8 MART DÜNYA KADINLAR GÜNÜNDE KADIN RUH SAĞLIĞI
Ruhsal hastalıkların yaygınlığı, seyri ve yol açtığı sorunlar cinsiyetler arasında belirgin farklılıklar göstermektedir. Panik bozukluğu, travma sonrası stres bozukluğu ve fobiler başta olmak üzere anksiyete bozuklukları ve depresyon gibi toplumda sık görülen bazı ruhsal hastalıklar kadınlarda erkeklerden daha sık görülmektedir. Kadınların ruh sağlığı bedensel sağlıklarının bir parçasıdır. Toplumda ve tıp alanında kadınların sağlığı ve genel olarak yaşamları üzerinde ruhsal sağlığın önemi genellikle göz ardı edilmektedir. 

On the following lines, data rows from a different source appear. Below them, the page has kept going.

PR #119, opened 2022-03-04
Whitelist refactor

### LINKED ISSUE #106: refactor whitelist

### LINKED ISSUE #107: delete `remove` function from whitelist

shanev:
Fixes #106. Fixes #107.

### DIFF
--- a/contracts/minter/src/contract.rs
+++ b/contracts/minter/src/contract.rs
@@ -20,8 +20,7 @@ use crate::state::{
 };
 use sg_std::{burn_and_distribute_fee, StargazeMsgWrapper, GENESIS_MINT_START_TIME, NATIVE_DENOM};
 use whitelist::msg::{
-    ConfigResponse as WhitelistConfigResponse, HasMemberResponse, IsActiveResponse,
-    QueryMsg as WhitelistQueryMsg,
+    ConfigResponse as WhitelistConfigResponse, HasMemberResponse, QueryMsg as WhitelistQueryMsg,
 };
 
 pub type Response = cosmwasm_std::Response<StargazeMsgWrapper>;
@@ -202,11 +201,7 @@ pub fn execute_mint_sender(
             .querier
             .query_wasm_smart(whitelist.clone(), &WhitelistQueryMsg::Config {})?;
 
-        let is_active_res: IsActiveResponse = deps
-            .querier
-            .query_wasm_smart(whitelist.clone(), &WhitelistQueryMsg::IsActive {})?;
-
-        if is_active_res.is_active {
+        if wl_config.is_active {
             let res: HasMemberResponse = deps.querier.query_wasm_smart(
                 whitelist,
                 &WhitelistQueryMsg::HasMember {
@@ -487,13 +482,9 @@ pub fn mint_price(deps: Deps, admin_no_fee: bool) -> Result<Coin, StdError> {
     } else if let Some(whitelist) = config.whitelist {
         let wl_config: WhitelistConfigResponse = deps
             .querier
-            .query_wasm_smart(whitelist.clone(), &WhitelistQueryMsg::Config {})?;
+            .query_wasm_smart(whitelist, &WhitelistQueryMsg::Config {})?;
 
-        let is_active_res: IsActiveResponse = deps
-            .querier
-            .query_wasm_smart(whitelist, &WhitelistQueryMsg::IsActive {})?;
-
-        if is_active_res.is_active {
+        if wl_config.is_active {
             wl_config.unit_price
         } else {
             config.unit_price.clone()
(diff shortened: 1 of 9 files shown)


contracts/whitelist/src/contract.rs
```diff
@@ -157,35 +178,32 @@ pub fn execute_update_end_time(
...
         if config.num_members >= MAX_MEMBERS {
             return Err(ContractError::MembersExceeded {
                 expected: MAX_MEMBERS,
                 actual: config.num_members,
             });
         }
         let addr = deps.api.addr_validate(&add)?;
+        if WHITELIST.has(deps.storage, addr.clone()) {
+            return Err(ContractError::DuplicateMember(addr.to_string()));
+        }
```
jhernandezb, line 202: we could also do
```
if !WHITELIST.has(deps.storage, addr.clone()) {
        WHITELIST.save(deps.storage, addr, &true)?;
        config.num_members += 1;
}
```
but maybe better to be explicit about the issue

contracts/whitelist/src/contract.rs
```diff
@@ -157,35 +178,32 @@ pub fn execute_update_end_time(
...
         WHITELIST.save(deps.storage, addr, &true)?;
         config.num_members += 1;
     }
 
-    for remove in msg.remove.into_iter() {
-        let addr = deps.api.addr_validate(&remove)?;
-        WHITELIST.remove(deps.storage, addr);
-        config.num_members -= 1;
-    }
-
```
jhernandezb, line 188: not totally sure if we should remove this, what if someone actually messed up and needs to delete a single account? They will need to recreate an entire whitelist just because a single mistake.  However maybe allow removing only if the whitelist time hasn't started.

contracts/minter/src/contract.rs
```diff
@@ -202,7 +202,11 @@ pub fn execute_mint_sender(
             .querier
             .query_wasm_smart(whitelist.clone(), &WhitelistQueryMsg::Config {})?;
 
-        if wl_config.is_active {
+        let is_active_res: IsActiveResponse = deps
+            .querier
+            .query_wasm_smart(whitelist.clone(), &WhitelistQueryMsg::IsActive {})?;
```
jhernandezb, line 207: do we really need an extra query? maybe a helper instead? We already have the wl_config above.

contracts/minter/src/contract.rs
```diff
@@ -483,8 +487,13 @@ pub fn mint_price(deps: Deps, admin_no_fee: bool) -> Result<Coin, StdError> {
     } else if let Some(whitelist) = config.whitelist {
         let wl_config: WhitelistConfigResponse = deps
             .querier
-            .query_wasm_smart(whitelist, &WhitelistQueryMsg::Config {})?;
-        if wl_config.is_active {
+            .query_wasm_smart(whitelist.clone(), &WhitelistQueryMsg::Config {})?;
+
+        let is_active_res: IsActiveResponse = deps
+            .querier
+            .query_wasm_smart(whitelist, &WhitelistQueryMsg::IsActive {})?;
```
jhernandezb, line 494: same here about an extra query.

jhernandezb (changes requested):

contracts/whitelist/src/contract.rs
shanev: This is how I had it originally, but decided to be explicit in case they made any errors and uploading a lot of duplicates.

contracts/whitelist/src/contract.rs
shanev: I felt that it over-complicates things. But you have a point.

contracts/minter/src/contract.rs
shanev: This is how it was before. It felt a bit strange to have a helper / computed value inside something that usually just returns data. But the gas savings might be worth it.

contracts/whitelist/src/contract.rs
shanev: A separate message makes a lot more sense and is less error prone.

contracts/whitelist/src/contract.rs
```diff
@@ -113,7 +116,7 @@ pub fn execute(
     match msg {
         ExecuteMsg::UpdateStartTime(time) => execute_update_start_time(deps, env, info, time),
         ExecuteMsg::UpdateEndTime(time) => execute_update_end_time(deps, env, info, time),
-        ExecuteMsg::UpdateMembers(msg) => execute_update_members(deps, env, info, msg),
+        ExecuteMsg::UpdateMembers(msg) => execute_add_members(deps, env, info, msg),
```
yubrew, line 119: change to `AddMembers`?

yubrew (approved):
just 1 comment to change `UpdateMembers` to `AddMembers`

contracts/whitelist/src/contract.rs
shanev: Added `AddMembers` and `RemoveMembers`

JakeHartnell (approved):

jhernandezb (approved):

PR #4, opened 2025-02-05
feat: Flashblock RPCs

cody-wang-cb:
Added support for 3 RPCs
- `eth_getBlockByNumber` with pending tag.
- `eth_getTransactionReceipt`, it checks if it exists in the DB first, if not, then maybe it's a flashblock receipt then it checks in the cache
- `eth_getBalance` with pending tag.

It runs a websocket client and listens to the rollup-boost web proxy. It parses the message and store the necessary information into the cache.

For message out of order scenarios, currently only handles to not updating older blocks, but doesn't handle cases like same block payload message out of order, will be TODO for future updates. 

Added unit and integration tests, supports reth 1.2.2.


src/rpc.rs
```diff
@@ -16,25 +39,179 @@ pub trait EthApiOverride {
...
+
+        return RpcBlock::<Optimism> {
+            header: Header::from_consensus(header.seal_slow(), None, None),
+            transactions: BlockTransactions::Full(converted_txs),
+            uncles: Vec::new(),
+            withdrawals: None,
+        };
+    }
+
+    pub fn transform_tx(
```
cody-wang-cb, line 102: implementation similar to https://github.com/paradigmxyz/reth/blob/main/crates/optimism/rpc/src/eth/transaction.rs#L84

src/rpc.rs
```diff
@@ -16,25 +39,179 @@ pub trait EthApiOverride {
...
+                transaction_index,
+                from,
+                effective_gas_price: Some(effective_gas_price),
+            },
+            deposit_nonce,
+            deposit_receipt_version,
+        }
+    }
+
+    pub fn transform_receipt(
```
cody-wang-cb, line 159: implementation similar to https://github.com/paradigmxyz/reth/blob/main/crates/optimism/rpc/src/eth/receipt.rs#L26

src/rpc.rs
```diff
@@ -16,25 +39,179 @@ pub trait EthApiOverride {
...
 }
 
 impl<E> EthApiExt<E> {
-    pub const fn new(eth_api: E) -> Self {
-        Self { eth_api }
+    pub const fn new(eth_api: E, cache: Arc<Cache>) -> Self {
+        Self { eth_api, cache }
+    }
+
+    pub fn transform_block(&self, block: OpBlock) -> RpcBlock<Optimism> {
```
cody-wang-cb: implementation similar to https://github.com/paradigmxyz/reth/blob/v1.1.5/crates/rpc/rpc-types-compat/src/block.rs#L84

src/flashblocks.rs
```diff
@@ -0,0 +1,163 @@
+use crate::cache::Cache;
```
cody-wang-cb, line 1: websocket implementation similar to https://github.com/flashbots/rollup-boost/blob/flashblocks/src/flashblocks.rs

src/main.rs
```diff
@@ -34,14 +55,32 @@ fn main() {
...
-                        .with_memory_block_buffer_target(rollup_args.memory_block_buffer_target);
+                    let engine_tree_config = TreeConfig::default();
+                    // .with_persistence_threshold(
+                    //     flashblocks_rollup_args.rollup_args.persistence_threshold,
+                    // )
+                    // .with_memory_block_buffer_target(
+                    //     flashblocks_rollup_args
+                    //         .rollup_args
+                    //         .memory_block_buffer_target,
+                    // );
```
danyalprout: Why did we remove this?

src/flashblocks.rs
```diff
@@ -0,0 +1,304 @@
...
+                                _ => {} // Handle other message types if needed
+                            }
+                        }
+                    }
+                    Err(e) => {
+                        error!(
+                            message = "WebSocket connection error, retrying in 5 seconds",
+                            error = %e
+                        );
+                        tokio::time::sleep(std::time::Duration::from_secs(5)).await;
```
danyalprout: nit: we should probably do a dynamic backoff vs. 5s everytime

src/flashblocks.rs
```diff
@@ -0,0 +1,304 @@
...
+                                    let text = match String::from_utf8(bytes.to_vec()) {
+                                        Ok(text) => text,
+                                        Err(e) => {
+                                            error!("Failed to decode binary message: {}", e);
+                                            continue;
+                                        }
+                                    };
+
+                                    // Then parse JSON
+                                    let payload: FlashblocksPayloadV1 =
```
danyalprout, line 93: I wonder if we should move the parsing logic off the receiving worker. Feels like this could potentially block new messages.

src/flashblocks.rs
```diff
@@ -0,0 +1,304 @@
...
+
+                        let block: OpBlock = execution_payload
+                            .try_into_block()
+                            .expect("failed to convert execution payload to block");
+
+                        // "pending" because users query the block using "pending" tag
+                        // This is an optimistic update will likely need to tweak in the future
+                        cache_clone
+                            .set("pending", &block, Some(10))
+                            .expect("failed to set block in cache");
```
danyalprout: I feel like panicking in all these cases may not be ideal, as it'll crash the program I believe.

src/cache.rs
```diff
@@ -0,0 +1,61 @@
...
+            store: Arc::new(RwLock::new(HashMap::new())),
+        }
+    }
+
+    pub fn set<T: Serialize>(
+        &self,
+        key: &str,
+        value: &T,
+        ttl_secs: Option<u64>,
+    ) -> Result<(), Box<dyn std::error::Error>> {
```
danyalprout, line 29: I wonder if instead of structuring this as a generic K/V store if we could have a Flashblock object that the data gets added to and methods like `get_balance` etc.

Feels like it would remove the potential of errors around building the keys.

src/flashblocks.rs
cody-wang-cb: I feel like we need to be a bit cautious of making this process entirely async, given there's order requirements (payload with lower index should be processed first).
Which means even if it ends up blocking i think it's ok, but the most important thing is to make the parsing logic fast (which it is now, currently it's < 1ms for sepolia payload). Wdyt?

src/main.rs
cody-wang-cb: Fixed, these configs went to engine_config

src/cache.rs
cody-wang-cb: that's a good point. I think im going to leave it as is for now and create a ticket for this improvement later

src/flashblocks.rs
danyalprout: We can still do ordering and move it off the worker for receiving (with a queue of some kind). Though I'm happy for us to address this in a follow up.

cody-wang-cb: Sounds good, created a ticket for this

danyalprout (approved):

PR #26, opened 2025-05-09
(fix): Preload txn receipt from eth_api for historical deposit txns

haardikk21:
The Flashblocks RPC had a bug where it would panic if `getTransactionByHash` was used to load  historical deposit transactions.

These transactions did not exist in the mempool (system transaction) and did not exist in the cache (historical transaction) but in the case of deposit transactions we would always try to fetch a receipt from the cache to populate `deposit_receipt_version` and `deposit_nonce`.

Since we did `unwrap()` without an error check in that path, it would cause a panic.

This PR attempts to fix that by pre-loading the deposit transaction receipt from `eth_api` in case a historical deposit transaction is attempted to be fetched via `getTransactionByHash`.

Edit; ignore the branch name. i thought the root cause was a race condition, it was not.

### DIFF
--- a/crates/flashblocks-rpc/src/rpc.rs
+++ b/crates/flashblocks-rpc/src/rpc.rs
@@ -13,6 +13,7 @@ use jsonrpsee::{
     proc_macros::rpc,
 };
 use op_alloy_consensus::OpTxEnvelope;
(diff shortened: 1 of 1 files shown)


haardikk21:
Closing in favor of https://github.com/base/node-reth/pull/28

PR #27, opened 2025-05-10
feat: update cache to use structured keys

haardikk21:
Our cache previously used raw `String` types everywhere for the keys. This was messy, error-prone, and also a bit more memory-heavy.

This PR introduces a `CacheKey` enum that includes variants for all currently used keys in a structured type-safe manner. It can be extended easily later if new key types need to be added. It also implements the `Display` trait for the keys so they can be logged if necessary similar to the previous format.


cody-wang-cb (approved):

danyalprout (approved):
thanks -- as a follow up I wonder if we could structure the in-memory store in a way that we don't need all the casts?

Maybe we should have a cache per type or something?

PR #28, opened 2025-05-12
fix: Preload txn receipt from eth_api for historical deposit txns

haardikk21:
The Flashblocks RPC had a bug where it would panic if `getTransactionByHash` was used to load  historical deposit transactions.

These transactions did not exist in the mempool (system transaction) and did not exist in the cache (historical transaction) but in the case of deposit transactions we would always try to fetch a receipt from the cache to populate `deposit_receipt_version` and `deposit_nonce`.

Since we did `unwrap()` without an error check in that path, it would cause a panic.

This PR attempts to fix that by pre-loading the deposit transaction receipt from `eth_api` in case a historical deposit transaction is attempted to be fetched via `getTransactionByHash`.

---

P.S. Opened this PR as the forked repo PR did not allow me to trigger a `base-builds` sepolia alpha deployment to test without more changes than necessary to those Dockerfiles.

Edit; ignore the branch name. i thought the root cause was a race condition, it was not.

### DIFF
--- a/crates/flashblocks-rpc/src/rpc.rs
+++ b/crates/flashblocks-rpc/src/rpc.rs
@@ -13,6 +13,7 @@ use jsonrpsee::{
     proc_macros::rpc,
 };
 use op_alloy_consensus::OpTxEnvelope;
+use op_alloy_consensus::{OpDepositReceipt, OpReceiptEnvelope};
 use op_alloy_network::Optimism;
 use op_alloy_rpc_types::Transaction;
 use reth::providers::TransactionsProvider;
@@ -102,7 +103,7 @@ impl<E> EthApiExt<E> {
                         index: Some(idx as u64),
                         base_fee: block.base_fee_per_gas,
                     };
-                    self.transform_tx(signed_tx_ec_recovered, tx_info)
+                    self.transform_tx(signed_tx_ec_recovered, tx_info, None)
                 })
                 .collect();
             RpcBlock::<Optimism> {
@@ -126,19 +127,26 @@ impl<E> EthApiExt<E> {
         &self,
         tx: Recovered<OpTransactionSigned>,
         tx_info: TransactionInfo,
+        deposit_receipt: Option<OpDepositReceipt>,
     ) -> Transaction {
         let tx = tx.convert::<OpTxEnvelope>();
         let mut deposit_receipt_version = None;
         let mut deposit_nonce = None;
 
         if tx.is_deposit() {
-            let receipt = self
-                .cache
-                .get::<OpReceipt>(&CacheKey::Receipt(tx_info.hash.unwrap()))
-                .unwrap();
-            if let OpReceipt::Deposit(receipt) = receipt {
+            if let Some(receipt) = deposit_receipt {
                 deposit_receipt_version = receipt.deposit_receipt_version;
                 deposit_nonce = receipt.deposit_nonce;
+            } else {
+                let cached_receipt = self
+                    .cache
+                    .get::<OpReceipt>(&format!("receipt:{:?}", tx_info.hash.unwrap().to_string()))
+                    .unwrap();
+
+                if let OpReceipt::Deposit(receipt) = cached_receipt {
+                    deposit_receipt_version = receipt.deposit_receipt_version;
+                    deposit_nonce = receipt.deposit_nonce;
+                }
             }
         }
 
@@ -370,7 +378,7 @@ where
                 TransactionSource::Pool(tx) => {
                     // Convert the pool transaction
                     let tx_info = TransactionInfo::default();
-                    Ok(Some(self.transform_tx(tx, tx_info)))
+                    Ok(Some(self.transform_tx(tx, tx_info, None)))
                 }
                 TransactionSource::Block {
                     transaction,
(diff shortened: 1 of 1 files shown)


crates/flashblocks-rpc/src/rpc.rs
```diff
@@ -126,19 +127,26 @@ impl<E> EthApiExt<E> {
...
-                .unwrap();
-            if let OpReceipt::Deposit(receipt) = receipt {
+            if let Some(receipt) = deposit_receipt {
                 deposit_receipt_version = receipt.deposit_receipt_version;
                 deposit_nonce = receipt.deposit_nonce;
+            } else {
+                let cached_receipt = self
+                    .cache
+                    .get::<OpReceipt>(&format!("receipt:{:?}", tx_info.hash.unwrap().to_string()))
+                    .unwrap();
```
jowparks, line 144: Is it possible this cache grab can be null? If it is then this will panic.

haardikk21: This is where the panic used to be before the change, but not anymore. Deposit transactions only have two pathways to this function from the caller - historical come in via TransactionSource::Block, which will reach out to the Eth API and not attempt loading from cache, or they exist purely in cache and havent been included in a block yet so they will exist in cache.

TransactionSource::Pool isnt a valid pathway for deposits, which would've been a case where this panics, because system transactions dont go in the mempool.

crates/flashblocks-rpc/src/rpc.rs
```diff
@@ -387,7 +395,23 @@ where
...
                         base_fee,
                     };
-                    Ok(Some(self.transform_tx(transaction, tx_info)))
+                    // preload transaction receipt if it's a deposit transaction
+                    if transaction.is_deposit() {
+                        let receipt =
+                            EthTransactions::transaction_receipt(&self.eth_api, tx_hash).await;
+
+                        // since this txn hash exists in a block, we should always be able to fetch a receipt for it
+                        let envelope: OpReceiptEnvelope = receipt.unwrap().unwrap().into();
```
jowparks: Generally the semantics in Rust, you avoid unwraps whenever possible, you can use matching and allow the calling method to handle the errors.

haardikk21: I'm slightly unsure here what we should do if this actually errors. Typically that should never happen given the context we're operating in - but in case our state is messed up for some reason and it does happen, do we just return `None` as the result for this `getTransactionByHash` call? cc @danyalprout as well

danyalprout: Agree with Joe, would be great if we could propagate this error back to the client (& error log on our side) vs. panicking

haardikk21: https://github.com/base/node-reth/pull/28/commits/c231313c0f86ac03784e36f3d0ea2f98b53a5bd6

haardikk21:
The codebase has several other places where unsafe `.unwrap()` usage exists. Those broader fixes are out of scope for this PR as this focuses solely on fixing the reported bug of fetching historical deposit transactions. I will do a separate PR to remove unsafe unwraps everywhere else later.

crates/flashblocks-rpc/src/rpc.rs
jowparks: Based on your explanation seems fine for now. I would say in a future PR we should change this to return a result type instead so we can avoid panics and handle the conversion error gracefully.

crates/flashblocks-rpc/src/rpc.rs
```diff
@@ -387,7 +395,41 @@ where
...
+                                    tx_hash
+                                );
+                                return Ok(None);
+                            }
+                            Err(e) => {
+                                error!(
+                                    "unable to fetch receipt for block transaction: {:?} error: {:?}",
+                                    tx_hash, e
+                                );
+                                return Err(e.into());
```
jowparks: You can remove this if you just use a `?;` on line 400

crates/flashblocks-rpc/src/rpc.rs
```diff
@@ -387,7 +395,41 @@ where
                         block_number: Some(block_number),
                         base_fee,
                     };
-                    Ok(Some(self.transform_tx(transaction, tx_info)))
+                    // preload transaction receipt if it's a deposit transaction
+                    if transaction.is_deposit() {
```
jowparks, line 399: Why did all this move to this method and pass in the receipt? Why not keep this logic in the `transform_tx` and prevent the addition of the receipt param? That way if the method is used anywhere else we won't have to replicate this logic. Otherwise looks good

haardikk21: pretty much to avoid marking a bunch of other functions async because rust has colored functions

crates/flashblocks-rpc/src/rpc.rs
haardikk21: doesn't that get rid of the error log we wish to have?

jowparks:
The diff looks crazy, does this need a rebase or something? I came back to approve this morning and looks like a bunch of cache stuff is in there.

haardikk21:
> The diff looks crazy, does this need a rebase or something? I came back to approve this morning and looks like a bunch of cache stuff is in there.

messed up previous rebase a bit. should be fine now.

cody-wang-cb (approved):

PR #40, opened 2025-07-22
Add eth_call support 

SozinM:
I've added cache for pending state that i refresh on base flashblocks and append on proper flashblocks
Then we will serve eth_call from this state


jowparks (commented):
Is there a reason we can't use a strategy where we rely on the api instead of adding this new dependency and computation here? I had a POC in this PR, I don't think I ever tested it though.

https://github.com/base/node-reth/pull/17

haardikk21:
Closing this in favour of #43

Kadınların % 8-11’inde gebelik döneminde, %6-13’ünde doğum sonrasında depresyon görülmektedir. Depresyonun 2020 yılında dünyada en çok  hastalık yüküne yol açacak hastalıklar listesinde 2. sırayı alması beklenmektedir. Bu artışın kadınlarda daha yüksek olacağı öngörülmektedir. Kadınlar erkeklerden üç kat daha fazla intihar girişiminde bulunmaktadır. Gelişmiş ve gelişmekte olan ülkelerde kadınlarda depresyon erkeklerden iki kat daha sıktır.
Kadınların ruh sağlığının genel olarak daha kötü olması yalnızca erkeklerle kadınlar arasındaki biyolojik farklılıklar, bireysel ya da yaşam tarzı ile ilişkili faktörler ile yeterince açıklanamaz. Geniş bir yelpazeden bakarsak ekonomik, yasal ve çevresel faktörlerin,  erkeklerle kadınlar arasındaki güç ilişkisinin kadın yaşamını belirgin biçimde etkilediği, bunun sonucu olarak ruhsal hastalıkların sıklığını arttırdığı görülmektedir. Sosyal faktörler farklı ülkelerde, hatta ülke içinde cinsiyet rollerinin gelişmesi ya da geri kalması yönünde etkiler gösterebilir. Kadının ruh sağlığını derinden etkileyen bu sosyal faktörlerin belirlenmesi ve uygun girişimler ve politikalarla değiştirilmesinin bazı ruhsal hastalıkların görülme sıklığının azalttığı gösterilmiştir. Kadın ruh sağlığını etkileyen en temel iki sosyal faktör şiddete maruz kalma ve yoksulluktur.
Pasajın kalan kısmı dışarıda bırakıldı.